UK-based firm TuNur Ltd has submitted a request for authorisation with the Tunisian energy ministry for a 4.5-GW concentrated solar power (CSP) complex with molten salt storage in the Sahara desert that will export power for the European market.

The company behind the project is a joint partnership between Tunisian solar plant developer Nur Energie Ltd, whose backers include UK renewable energy investor Low Carbon, and investors from Tunisia and Malta.

The output of the huge CSP complex near Rjim Maatoug, southwestern Tunisia, is estimated to be enough to meet the demand of over five million European homes, the project developer said on its website. Some of the generated electricity will be available for domestic consumption, at the option of the local government, while the rest will be exported through a high voltage direct current (HVDC) underwater cable network, which is already being developed.

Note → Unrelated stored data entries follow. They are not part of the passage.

PR #491, opened 2021-09-30
add additional examples to angular parcel

jsmapr1:
Hello, I added some additional examples to the angular parcel documentation.

1) Importing an application that is defined on an import map.

Screen Shot 2021-09-30 at 9 55 40 AM

2) Passing custom props to the parcel.

Screen Shot 2021-09-30 at 9 53 53 AM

The first phase of the project will see the installation of between 250 MW and 500 MW of CSP capacity with an undersea grid connection with Malta. TuNur’s CEO Kevin Sara last week told the Climate Home that that phase, worth EUR 1.6 billion (USD 1.88bn), could be operational by 2020.

According to the plan, a second cable system that has been under development for several years now will link a 2-GW portion of the CSP facility to Italy. The third stage of the project will be larger than 2 GW and will have an undersea connection with the South of France.

The scheme is seen to provide a solution to Europe’s “increasingly urgent challenges” in the energy sector and thus help meet carbon dioxide (CO2) emission goals under the Paris Agreement and replace fossil fuel generation. “The site in the Sahara receives twice as much solar energy compared to sites in central Europe, thus for the same investment, we can produce twice as much electricity,” TuNur’s CEO noted.